Smith nodded. "In a perverse manner. Just as he was willing to sacrifice his confederate, Feldmeyer, to cover his tracks, and incidentally enjoy a final ratings grab exposing Jed Burner as the guilty party before no doubt retiring on the extortion money."
"Did the networks get their money back from the Swiss yet?" Remo asked.
"They are trying very hard. But I am pleased to report that we seem to have rooted out every Captain Audion agent who was planted in the various broadcast and cable stations to facilitate the entire scheme. I must admit Cooder was quite clever in recruiting laid-off BCN employees through Feldmeyer and arranging to place them in his target stations."
"Well, at least we won't have Don Cooder to kick around anymore," said Remo. "I guess it'll be Cheeta five nights a week from now on, now that they've sewn her back up."
"I understand Miss Ching has announced that she will be taking a long leave of absence to care for her baby once she is released from the hospital," said Smith.
"From the way she was acting yesterday, she was all set to drown the kid for blowing her big ratings grab," Remo grunted.
"Miss Ching has received an outpouring of sympathy in the wake of her ordeal," Smith said. "And a great many product endorsement offers. No doubt this has affected her attitude."
At that point, both Remo and Smith looked to the Master of Sinanju.
Chiun had a bleak light in his hazel eyes.
"I do not care," he said thinly. "I will never care again."
"What about the baby?" asked Remo. "Don't you even care about her a little?"
"It is not important, for it is not mine."
Remo's eyebrows shot up. "Wait a minute, what's this?"

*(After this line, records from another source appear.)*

PR #698, opened 2016-05-24
Enable cancelling deployment

chanseokoh:
Fixes #687.

This breaks build until the new app-tools common lib is released.

PR #701, opened 2016-05-25
Remove unnecessary inner class

chanseokoh:
One less class.

Obviously, I misunderstood Etan's suggestion (https://github.com/GoogleCloudPlatform/gcloud-intellij/pull/698#discussion_r64420758) in my previous merged PR, so I'm fixing it.


etanshaul:
Thanks lgtm. This is what I had in mind originally. Trivial suggestion if you agree with it: instead of setting the member variably directly, create a private setter and do `setProcess(process)` within the start listener (and you can get rid of the forced renaming of the process variable).

PR #708, opened 2016-06-02
upgrade gradle-intellij-plugin version and use newer gradle plugin sy…

etanshaul:
…ntax


etanshaul:
ignore this for now, running into some build problems

build.gradle
```diff
@@ -18,13 +18,11 @@ buildscript {
...
         maven { url "https://plugins.gradle.org/m2/" }
     }
-    dependencies {
-        classpath 'gradle.plugin.org.jetbrains:gradle-intellij-plugin:0.0.43'
-    }
 }
 
 plugins {
     id 'net.researchgate.release' version '2.3.4'
+    id 'org.jetbrains.intellij' version '0.1.5'
```
patflynn: I think, but I don't remember why, that this method of plugin import broke stuff.  Have you tested this change out?

etanshaul: Its the new way to do it since gradle 2.1. I only recently upgraded the gradle wrapper on the project.

Its the version of the plugin that's breaking stuff. Not sure why yet.

etanshaul: I think it has something to do with muli-plugin projects like ours. I actually dug up on old issue you were contributing to: https://github.com/JetBrains/gradle-intellij-plugin/issues/17 . My suspicion is that the new version of the plugin is not compatible with the workaround you came up with.

patflynn: This has been a valid way to import when we first set this up. But it did
cause breakages, I think related to evaluation order of stuff or something.
(sorry my memory is not so good) @loosebazooka might remember better.

etanshaul: Could be. The new "plugins" syntax is new to gradle > 2.1: https://docs.gradle.org/2.1/release-notes#new-and-noteworthy

Either way its the version of the gradle-intellij-plugin thats causing the problem here (I tested it with the new import method but without upgrading the version and everything works fine).

loosebazooka: There was something weird going on, maybe it had something to do with subprojects? I really have no idea... it was so long ago, check the logs?!

etanshaul:
An update on this so it does just sit here: I tried unsuccessfully to upgrade to the latest version of the gradle-intellij plugin but kept hitting a wall. It has to do with the fact that we have subprojects. Previously, the plugin would sandbox the Account plugin first then the Cloud Tools plugin afterwards, correctly creating two folders. 

After upgrading the plugin, the sandbox logic doesn't work the same way: after staging one of the plugins in /build/idea-sandbox/plugins the next staging wipes out the contents of the folder (rather then appending to it like before) resulting in only a single plugin being sandboxed. I tried a couple things including giving the subprojects different root sandbox directories and then manually (in build.gradle) copying things over, but this didn't work. 

This isn't blocking anything but I just wanted to update. Any ideas welcome.

etanshaul:
lgtm! maybe add a note on this pr with a link to their fix for this.

etanshaul:
Oh. Also, we might not want to change the way we are defining the dependency in the PR in case it has other side-effects (e.g. leave it in the dependencies section like before).

aslo:
Ok, sounds good, I'll make that change. 

It also looks like we're failing CI builds since the newer plugin version [requires java 1.8](https://github.com/JetBrains/gradle-intellij-plugin/blob/master/build.gradle#L10). I'll update the travis config as well to reflect this.

etanshaul:
Oh it requires 8? I think thats a problem since we are targeting IJ 15+ which doesn't yet support java 8.

patflynn:
I guess we can still run our builds on java 8 but target 7.

etanshaul:
@patflynn but since we use Travis to generate the archives we upload to the JB repository, won't we have a binary compatibility issue if we build with java 8?

etanshaul:
obsolete. closing

Issue #702, opened 2016-05-26
Undeploy doesn't work


chanseokoh:
Just tried undeploying an app right after successful deployment. It completed immediately, but the app was in fact not stopped.

chanseokoh:
Strange...

I got this problem when I testing things at home on my external and personal project. As I said, undeploy seemed successful although it actually wasn't.

So, I just tried this at office. No problem when I deploy/undeploy to an internal project. When I tried on to my external project, deploy works fine but undeploy fails with permission denied:

> ERROR: (gcloud.preview.app.versions.stop) Error Response: [403] Operation not allowed
> 
> Details: [
>   [
>     {
>       "@type": "type.googleapis.com/google.rpc.ResourceInfo",
>       "description": "The \"appengine.services.list\" permission is required.",
>       "resourceType": "gae.api"
>     },
>     {
>       "@type": "type.googleapis.com/google.rpc.DebugInfo",
>       "detail": "[ORIGINAL ERROR] generic::permission_denied: Operation not allowed [google.rpc.error_details_ext] { code: 7 message: \"Operation not allowed\" details { type_url: \"type.googleapis.com/google.rpc.ResourceInfo\" value: \"\\n\\007gae.api\\\"5The \\\"appengine.services.list\\\" permission is required.\" } }"
>     }
>   ]
> ]
> 
> Failed to undeploy 'Filesystem JAR or WAR file - target-new.war': Stop application failed with exit code: 1

I will do some more tests, since I just noticed some strange bug of gcloud itself which doesn't make sense at all.

etanshaul:
What was the bug that you noticed? Is it related to this?

chanseokoh:
Seems somewhat related... I think I found another bug here by accident. It may be the case that the undeploy action isn't using the login credential from our plugin but the credential from the gcloud. The internal bug 28977605 can explain the permission denied error.

etanshaul:
If that were the case, couldn't we reproduce this with an internal account too? I.e. make sure you're logged out of gcloud and attempt to undeploy using the IDE.

chanseokoh:
Indeed. I tried logging out on the console. Didn't do anything on the IDE. Undeploy gives me the same permission error. Then I tried logging into my personal account on the console. I set the default project to an arbitrary string on the console. It gave me the same error. I set the project to a correct one. Didn't do anything on the IDE. Then the undeploy worked successfully. It is certain that undeploy is using the gcloud's credential.

[...]

PR #714, opened 2016-06-08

Chiun half turned. "I do not wish to speak of it."
"Not so fast," Remo said quickly. "You've been stringing us out for almost a year on this baby thing. You gotta come clean. Now are you the father or not?"
"Grandfather," Chiun said bitterly. "In spirit."
"How does that work?"
"You will remember the time we saved Cheeta from the evil dictator of California?" Chiun asked.
"Will I ever? You went off with her for a long weekend. Next thing we hear, she's pregnant and you're picking out baby clothes."
Chiun winced. "It is well known that Cheeta had been trying to conceive for many years before I entered her life."
"Yeah. She told every live mike in the Western hemisphere."
"It is not, as is commonly believed, her husband's fault."
"Which? That she couldn't have a kid or that she did?"
"The former. In our brief dalliance together, I told Cheeta of my feelings toward her and she of her disappointment in her husband's inability to fulfill her."
Remo looked skeptical. "So you fulfilled her?"